PR #991, opened 2026-06-12
fix(ajv): prevent ReDoS and compile-time DoS from untrusted schemas

MQ37:
## What
Two small changes to the shared AJV usage that close a confirmed denial-of-service from untrusted schemas:
1. Disable the `pattern` / `patternProperties` / `format` keywords on the shared validator (`src/utils/ajv.ts`).
2. Cap untrusted schema size in `fixedAjvCompile` before AJV codegen runs (`src/tools/utils.ts`).

## Why
A malicious Store Actor (loadable via `add-actor` / search) or a proxied Actor-MCP server controls the input schema we feed to AJV. Two synchronous, uninterruptible costs result, and Node is single-threaded — on hosted `mcp.apify.com` either one stalls every concurrent session:
- **ReDoS**: a `pattern` regex with catastrophic backtracking. Measured **12.7 s** event-loop freeze from a 91-byte schema + a 31-char input.
- **Compile blowup**: a nested-combinator schema (proxy path; arbitrary JSON Schema). Measured **4.7 s** synchronous `compile()`.

`removeKeyword` is position-aware (AJV knows keyword vs. data) so a field literally named `pattern` is untouched. No `src/` schema uses these keywords, and this layer only sanitizes LLM args — the Actor re-validates its real input on the run — so dropping regex enforcement loses no protection. The byte cap is 2× the largest real Actor input schema observed (~31 KB); both untrusted callers route through `fixedAjvCompile` while the trusted `compileSchema()` path stays uncapped. A rejected schema throws and is already caught fail-closed at both call sites (`actor_tools_factory` skips the tool; `mcp/proxy` drops that server's tool list).

## Testing
`pnpm type-check`, `pnpm lint`, `pnpm format:check`, `pnpm test:unit` — 868 pass. Added 5 regression tests: oversized schema throws before codegen; `pattern`/`patternProperties`/`format` no longer enforced. Reproduced the original 12.7 s freeze against the repo's ajv and confirmed it drops to ~0.06 ms after the change.

### DIFF
--- a/src/tools/utils.ts
+++ b/src/tools/utils.ts
@@ -69,8 +69,17 @@ export function getToolSchemaID(actorName: string): string {
     return `https://apify.com/mcp/${actorNameToToolName(actorName)}/schema.json`;
 }
 
+// Largest real Apify Actor input schema measured ~31 KB; cap at 2× to bound AJV's synchronous
+// codegen so a pathological untrusted schema can't freeze the event loop. Only the untrusted
+// callers (actor_tools_factory, mcp/proxy) reach AJV through here; trusted compileSchema() is
+// intentionally uncapped.
+const MAX_UNTRUSTED_SCHEMA_BYTES = 65_536;
+
 // source https://github.com/ajv-validator/ajv/issues/1413#issuecomment-867064234
 export function fixedAjvCompile(ajvInstance: Ajv, schema: object): ValidateFunction<unknown> {
+    if (Buffer.byteLength(JSON.stringify(schema)) > MAX_UNTRUSTED_SCHEMA_BYTES) {
+        throw new Error(`Input schema exceeds ${MAX_UNTRUSTED_SCHEMA_BYTES}-byte safety limit`);
+    }
     const validate = ajvInstance.compile(schema);
     ajvInstance.removeSchema(schema);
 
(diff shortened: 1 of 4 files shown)


src/tools/utils.ts
```diff
@@ -69,8 +69,17 @@ export function getToolSchemaID(actorName: string): string {
     return `https://apify.com/mcp/${actorNameToToolName(actorName)}/schema.json`;
 }
 
+// Largest real Apify Actor input schema measured ~31 KB; cap at 2× to bound AJV's synchronous
+// codegen so a pathological untrusted schema can't freeze the event loop. Only the untrusted
+// callers (actor_tools_factory, mcp/proxy) reach AJV through here; trusted compileSchema() is
+// intentionally uncapped.
+const MAX_UNTRUSTED_SCHEMA_BYTES = 65_536;
```
jirispilka, line 76: I get your point but still I would like to verify this with apify-core.

The limit should be there, no in the mcp server

jirispilka (approved):

src/tools/utils.ts
MQ37: see https://apify.slack.com/archives/C0L33UM7Z/p1781280165107159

- _WORK REQUIRED_:
The final stretch of the listing, from the line containing "jirispilka, line 76: I" through its last line, both included, is to be output exactly and by itself.

- _WRITTEN RESPONSE_:
jirispilka, line 76: I get your point but still I would like to verify this with apify-core.

The limit should be there, no in the mcp server

jirispilka (approved):

src/tools/utils.ts
MQ37: see https://apify.slack.com/archives/C0L33UM7Z/p1781280165107159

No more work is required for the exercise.